──────── Data records

PR #3420, opened 2019-01-07
Added portlibrary global to make isRunningInContainer called at startup

bharathappali:
OMR PortLibrary Api `omrsysinfo_is_running_in_container` is required by every runtime built on top of OMR and also might be having many places where this would be called, As this api internally calls other function, its get invoked everytime we make a call to the api so i thought it would be good to have a PortLibrary global variable `PPG_isRunningInContainer` for is running in container check and also that function to be called at the portLibrary startup which assigns the value for the portlibrary global `PPG_isRunningInContainer` and would decrease the calls for `isRunningInContainer` function.

### DIFF
--- a/port/common/omrsysinfo.c
+++ b/port/common/omrsysinfo.c
@@ -373,6 +373,7 @@ omrsysinfo_shutdown(struct OMRPortLibrary *portLibrary)
 int32_t
 omrsysinfo_startup(struct OMRPortLibrary *portLibrary)
 {
+	PPG_isRunningInContainer = FALSE;
 	return 0;
 }
 
@@ -955,14 +956,12 @@ omrsysinfo_get_cgroup_subsystem_list(struct OMRPortLibrary *portLibrary)
  *
  * @param[in] portLibrary pointer to OMRPortLibrary
  *
- * @param[in] errorCode int32_t pointer to state error code from internal calls
- *
  * @return TRUE if Runtime is running in a container and FALSE if not or if an error occurs
  */
 BOOLEAN
-omrsysinfo_is_running_in_container(struct OMRPortLibrary *portLibrary, int32_t *errorCode)
+omrsysinfo_is_running_in_container(struct OMRPortLibrary *portLibrary)
 {
-	return FALSE;
+	return PPG_isRunningInContainer;
 }
 
 /**
--- a/port/unix/omrsysinfo.c
+++ b/port/unix/omrsysinfo.c
@@ -2040,6 +2040,7 @@ omrsysinfo_shutdown(struct OMRPortLibrary *portLibrary)
 int32_t
 omrsysinfo_startup(struct OMRPortLibrary *portLibrary)
 {
+	PPG_isRunningInContainer = FALSE;
 	/* Obtain and cache executable name; if this fails, executable name remains NULL, but
 	 * shouldn't cause failure to startup port library.  Failure will be noticed only
 	 * when the omrsysinfo_get_executable_name() actually gets invoked.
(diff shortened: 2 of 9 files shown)


port/unix/omrsysinfo.c
```diff
@@ -4476,11 +4477,11 @@ omrsysinfo_get_cgroup_subsystem_list(struct OMRPortLibrary *portLibrary)
  * Returns TRUE if running inside a container and FALSE if not or if an error occurs
  */
 BOOLEAN
-omrsysinfo_is_running_in_container(struct OMRPortLibrary *portLibrary, int32_t *errorCode)
+omrsysinfo_is_running_in_container(struct OMRPortLibrary *portLibrary)
 {
 	BOOLEAN inContainer = FALSE;
 #if defined(LINUX) && !defined(OMRZTPF)
-	*errorCode = isRunningInContainer(portLibrary, &inContainer);
+	inContainer = PPG_isRunningInContainer;
```
ashu-mehra: This function can just return `PPG_isRunningInContainer`. I don't think there is any need for `inContainer` here.

bharathappali:
As the current implementation is making the result of `isRunningInContainer` global and returned in `omrsysinfo_is_running_in_container`, to have a error code sent back it again needs a global variable to record it at startup which is not that required. So to make the functionality simple we could just return either `TRUE` or `FALSE` for `omrsysinfo_is_running_in_container`, if there was any error in the call for `isRunningInContainer` it makes the `BOOLEAN` var passed to it as `FALSE`. So returning TRUE or FALSE could make it simple and easy to use.

Please provide your views on it @ashu-mehra . Thanks!

port/unix/omrsysinfo.c
charliegracie: Would it make sense to have the global on all platforms and always just return the global?  Platforms that do not support containers can just always set the global to false.  This way in the future if other platforms do support containers there would be less code to change.

port/common/omrsysinfo.c
```diff
@@ -960,7 +960,7 @@ omrsysinfo_get_cgroup_subsystem_list(struct OMRPortLibrary *portLibrary)
  * @return TRUE if Runtime is running in a container and FALSE if not or if an error occurs
```
DanHeidinga:
```c
 * @param[in] errorCode int32_t pointer to state error code from internal calls
```
Needs to be removed as well

bharathappali: Removed description for `errorCode` param.

port/unix/omrsysinfo.c
bharathappali: @charliegracie That sounds good to me, Will be making the changes. Thanks !

port/unix/omrsysinfo.c
```diff
@@ -2058,6 +2059,7 @@ omrsysinfo_startup(struct OMRPortLibrary *portLibrary)
 		}
 	}
 	attachedPortLibraries += 1;
+	isRunningInContainer(portLibrary, &PPG_isRunningInContainer);
```
charliegracie: Would it make more sense for this code to look like this:
`PPG_isRunningInContainer = isRunningInContainer(portLibrary);`

charliegracie: Any update on this question?

bharathappali: Sorry for delayed reply @charliegracie I have missed to reply to this question earlier.

`isRunningInContainer` is an internal method which is used by many functions and some of them (now or in future) might need the `return code` of it. So I'm thinking it would be better to have the current implementation to have the error code handy. Please let me know your views on it. Thanks!

charliegracie: No problem :). Ah I missed the other callers.  Since the other callers are using the return value I think it makes sense to leave the code as is.  Thanks!

charliegracie:
@genie-omr build all

bharathappali:
@charliegracie [continuous-integration](https://ci.eclipse.org/omr/job/PullRequest-linux_ppc-64_le_gcc/1087/console) is failing to fetch the origin. Will triggering the build again solves the problem ?

charliegracie:
@genie-omr build plinux

PR #3421, opened 2019-01-07
Implement dynamic array clone in value propagation

yanluo7:
Dynamic array cloning transforms refArrayObject.clone()
into anewarray followed by arraycopy, where refArrayObject
is a resolved, not fixed array class. This is safe as cloning
of an array object can safely be devirtualized and replaced with
a new array allocation followed by an array copy. The caveat is
that since the array class is not fixed, the actual class type of the
cloned array cannot be known at compile time, hence the class
child of the anewarray opcode needs to be dynamically evaluated
at runtime, instead of being represented as a runtime constant under
normal, statically allocated anewarray cases.

### DIFF
--- a/compiler/optimizer/OMRValuePropagation.hpp
+++ b/compiler/optimizer/OMRValuePropagation.hpp
@@ -600,10 +600,19 @@ class ValuePropagation : public TR::Optimization
          : _clazz(clazz), _isFixed(isFixed)  { }
    };
 
+   struct ArrayCloneInfo {
+      TR_ALLOC(TR_Memory::ValuePropagation)
+
+      TR_OpaqueClassBlock *_clazz;
+      bool _isFixed;
+      ArrayCloneInfo(TR_OpaqueClassBlock *clazz, bool isFixed)
+         : _clazz(clazz), _isFixed(isFixed)  { }
+   };
+
 #ifdef J9_PROJECT_SPECIFIC
    void transformConverterCall(TR::TreeTop *);
    void transformObjectCloneCall(TR::TreeTop *, ObjCloneInfo *cloneInfo);
-   void transformArrayCloneCall(TR::TreeTop *, TR_OpaqueClassBlock *j9class);
+   void transformArrayCloneCall(TR::TreeTop *, ArrayCloneInfo *cloneInfo);
 #endif
 
 
@@ -905,7 +914,7 @@ class ValuePropagation : public TR::Optimization
    List<TR::TreeTop> _objectCloneCalls;
    List<TR::TreeTop> _arrayCloneCalls;
    List<ObjCloneInfo> _objectCloneTypes;
-   List<TR_OpaqueClassBlock> _arrayCloneTypes;
+   List<ArrayCloneInfo> _arrayCloneTypes;
 
    int32_t    *_parmInfo;
    bool       *_parmTypeValid;
--- a/compiler/optimizer/VPHandlers.cpp
+++ b/compiler/optimizer/VPHandlers.cpp
@@ -5762,6 +5762,8 @@ TR::Node *constrainAcall(OMR::ValuePropagation *vp, TR::Node *node)
       if (!node->getOpCode().isIndirect())
          {
          static char *enableDynamicObjectClone = feGetEnv("TR_enableDynamicObjectClone");
+         // Dynamic cloning kicks in when we attempt to make direct call to Object.clone  
+         // or J9VMInternals.primitiveClone where the cloned object is an array.
          if (method->getRecognizedMethod() == TR::java_lang_Object_clone
              || method->getRecognizedMethod() == TR::java_lang_J9VMInternals_primitiveClone)
             {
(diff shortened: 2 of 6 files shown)


yanluo7:
The desired tree after transformation looks like following:
Note the aloadi <componentClass> child of anewarray node where we obtain the component class from the class of the receiver array object of object.clone() :

treetop ()
  anewarray  jitANewArray
    iloadi  <contiguous-array-size>
      ==>l2a (array object to be cloned)
    aloadi  <componentClass>
      ==>aloadi (vftload of array object)
treetop ()
  arraycopy  <arraycopy>
    ==>l2a
    ==>anewarray
    aladd
      ==>l2a
      lconst 8
    aladd 
      ==>anewarray
      ==>lconst 8
    lshl 
       i2l 
         ==>iloadi
       iconst 2

yanluo7:
This PR is dependent on https://github.com/eclipse/openj9/pull/4179 for X86 codegen support.

vijaysun-omr:
Review from @jdmpapin or @andrewcraik would be good.

compiler/optimizer/VPHandlers.cpp
```diff
@@ -5802,22 +5804,43 @@ TR::Node *constrainAcall(OMR::ValuePropagation *vp, TR::Node *node)
...
                       && !vp->_objectCloneCalls.find(vp->_curTree))
                      {
+                     if (vp->trace())
+                        traceMsg(vp->comp(), "Object Clone: Resolved Class of node %p object clone\n", node);
                      vp->_objectCloneCalls.add(vp->_curTree);
                      vp->_objectCloneTypes.add(new (vp->trStackMemory()) OMR::ValuePropagation::ObjCloneInfo(constraint->getClass(), false));
                      }
+                  // Currently enabled for X86 as the required codegen support is implemented on X86 only.
+                  // Remove the condition as other platforms receive support.
+                  else if (TR::Compiler->target.cpu.isX86()
```
vijaysun-omr: Is it better to have a "capability" based query in the codegen object here instead of checking that we are on X86 explicitly ? When the codegens other than X86 implement the necessary function they can return true to the capability based query and this code won't have to change.

vijaysun-omr:
@genie-omr build all

andrewcraik:
@jdmpapin could you have a look please?

compiler/optimizer/ValuePropagationCommon.cpp
```diff
@@ -3548,11 +3548,18 @@ void OMR::ValuePropagation::transformArrayCloneCall(TR::TreeTop *callTree, TR_Op
...
+
    TR_OpaqueClassBlock *j9class = comp()->fe()->getComponentClassFromArrayClass(j9arrayClass);
 
    TR::DebugCounter::prependDebugCounter(comp(), TR::DebugCounter::debugCounterName(comp(), "inlineClone.location/array/(%s)", comp()->signature()), callTree);
    int32_t classNameLength;
    char *className = TR::Compiler->cls.classNameChars(comp(), j9arrayClass, classNameLength);
+   if (TR::Compiler->cls.isPrimitiveClass(comp(), j9class))
+      {
+      TR_ASSERT_FATAL(isFixedClass, "Primitive array should be of fixed constraint");
+      }
```
jdmpapin: I agree that for arrays of primitives we should generate fixed class constraints, but I'm not sure that a mere bound should be considered _wrong_ per se. We can conclude right here that a primitive element type implies `isFixedClass`, whether or not the original constraint told us so.

compiler/optimizer/OMRValuePropagation.hpp
```diff
@@ -600,10 +600,19 @@ class ValuePropagation : public TR::Optimization
          : _clazz(clazz), _isFixed(isFixed)  { }
    };
 
+   struct ArrayCloneInfo {
```
jdmpapin: Is this needed? It's exactly the same as `ObjCloneInfo`

compiler/optimizer/ValuePropagationCommon.cpp
```diff
@@ -3587,9 +3594,21 @@ void OMR::ValuePropagation::transformArrayCloneCall(TR::TreeTop *callTree, TR_Op
...
+      else
+         {
+         // Load the component class of the cloned array as 2nd child of anewarray as expected by the opcode.
+         TR::Node * arrayClassNode = TR::Node::createWithSymRef(callNode, TR::aloadi, 1, objNode, comp()->getSymRefTab()->findOrCreateVftSymbolRef());
+         classNode = TR::Node::createWithSymRef(callNode, TR::aloadi, 1, arrayClassNode, comp()->getSymRefTab()->findOrCreateArrayComponentTypeSymbolRef());
+         }
       TR::SymbolReference *symRef = comp()->getSymRefTab()->findOrCreateANewArraySymbolRef(objNode->getSymbolReference()->getOwningMethodSymbol(comp()));
-      TR::Node::recreateWithoutProperties(callNode, TR::anewarray, 2, lenNode, loadaddr, symRef);
+      TR::Node::recreateWithoutProperties(callNode, TR::anewarray, 2, lenNode, classNode, symRef);
+      //YAN
```
jdmpapin: Stray comment

compiler/optimizer/ValuePropagationCommon.cpp
```diff
@@ -3587,9 +3594,21 @@ void OMR::ValuePropagation::transformArrayCloneCall(TR::TreeTop *callTree, TR_Op
...
+         }
+      else
+         {
+         // Load the component class of the cloned array as 2nd child of anewarray as expected by the opcode.
+         TR::Node * arrayClassNode = TR::Node::createWithSymRef(callNode, TR::aloadi, 1, objNode, comp()->getSymRefTab()->findOrCreateVftSymbolRef());
+         classNode = TR::Node::createWithSymRef(callNode, TR::aloadi, 1, arrayClassNode, comp()->getSymRefTab()->findOrCreateArrayComponentTypeSymbolRef());
+         }
       TR::SymbolReference *symRef = comp()->getSymRefTab()->findOrCreateANewArraySymbolRef(objNode->getSymbolReference()->getOwningMethodSymbol(comp()));
-      TR::Node::recreateWithoutProperties(callNode, TR::anewarray, 2, lenNode, loadaddr, symRef);
+      TR::Node::recreateWithoutProperties(callNode, TR::anewarray, 2, lenNode, classNode, symRef);
```
jdmpapin: I was concerned about the behaviour of `anewarray` given a primitive as the component type (exception? UB?). But in order to reach this point, the cloned object must have been constrained to be a reference array. If the object could be either a reference array or a primitive array, then the type bound would not have been an array type, and `isArray()` would have been `TR_maybe`. So for the purpose of this change the primitive `anewarray` question is moot :+1:

compiler/optimizer/OMRValuePropagation.hpp
yanluo7: I thought since the related code seems to have a naming convention in distinction between "object" and "array", like `transformObjectCloneCall` and `transformArrayCloneCall`, adding the `ArrayCloneInfo` struct would lend bit more clarity and consistency. But yes, the structs are the currently same.

vijaysun-omr:
@genie-omr build all

yanluo7:
This PR requires https://github.com/eclipse/openj9/pull/4179 being merged first.

vijaysun-omr:
Is that dependency not possible to break by not enabling the new function on X86 in this PR ?

vijaysun-omr:
@genie-omr build all

yanluo7:
@vijaysun-omr If we let the capability query return false on x86, that should break the dependency.

compiler/optimizer/ValuePropagationCommon.cpp
yanluo7: Removed this assert.

andrewcraik:
just waiting on eclipse/openj9#4179 to finish sanity

andrewcraik:
eclipse/openj9#4179 has merged - I believe this is ready to merge

vijaysun-omr:
Looks like we have checks passing and reviews are done. Merging this one.

PR #3425, opened 2019-01-08
AArch64: Add is64bit flag to generateMovInstruction()

knn-k:
Caller of generateMovInstruction() should pass is64bit flag to the
function.  It is true by default.


knn-k:
It is sometimes inappropriate to judge the required bit size from `node->getDataType().isInt64()`.

0xdaryl:
@genie-omr build aarch64

0xdaryl:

────────────────

* **Your assignment**
The answer should consist only of the lines from the one containing "jdmpapin: I was" through the last line of the data, given again exactly.

* **Exercise answer**
jdmpapin: I was concerned about the behaviour of `anewarray` given a primitive as the component type (exception? UB?). But in order to reach this point, the cloned object must have been constrained to be a reference array. If the object could be either a reference array or a primitive array, then the type bound would not have been an array type, and `isArray()` would have been `TR_maybe`. So for the purpose of this change the primitive `anewarray` question is moot :+1:

compiler/optimizer/OMRValuePropagation.hpp
yanluo7: I thought since the related code seems to have a naming convention in distinction between "object" and "array", like `transformObjectCloneCall` and `transformArrayCloneCall`, adding the `ArrayCloneInfo` struct would lend bit more clarity and consistency. But yes, the structs are the currently same.

vijaysun-omr:
@genie-omr build all

yanluo7:
This PR requires https://github.com/eclipse/openj9/pull/4179 being merged first.

vijaysun-omr:
Is that dependency not possible to break by not enabling the new function on X86 in this PR ?

vijaysun-omr:
@genie-omr build all

yanluo7:
@vijaysun-omr If we let the capability query return false on x86, that should break the dependency.

compiler/optimizer/ValuePropagationCommon.cpp
yanluo7: Removed this assert.

andrewcraik:
just waiting on eclipse/openj9#4179 to finish sanity

andrewcraik:
eclipse/openj9#4179 has merged - I believe this is ready to merge

vijaysun-omr:
Looks like we have checks passing and reviews are done. Merging this one.

PR #3425, opened 2019-01-08
AArch64: Add is64bit flag to generateMovInstruction()

knn-k:
Caller of generateMovInstruction() should pass is64bit flag to the
function.  It is true by default.


knn-k:
It is sometimes inappropriate to judge the required bit size from `node->getDataType().isInt64()`.

0xdaryl:
@genie-omr build aarch64

0xdaryl:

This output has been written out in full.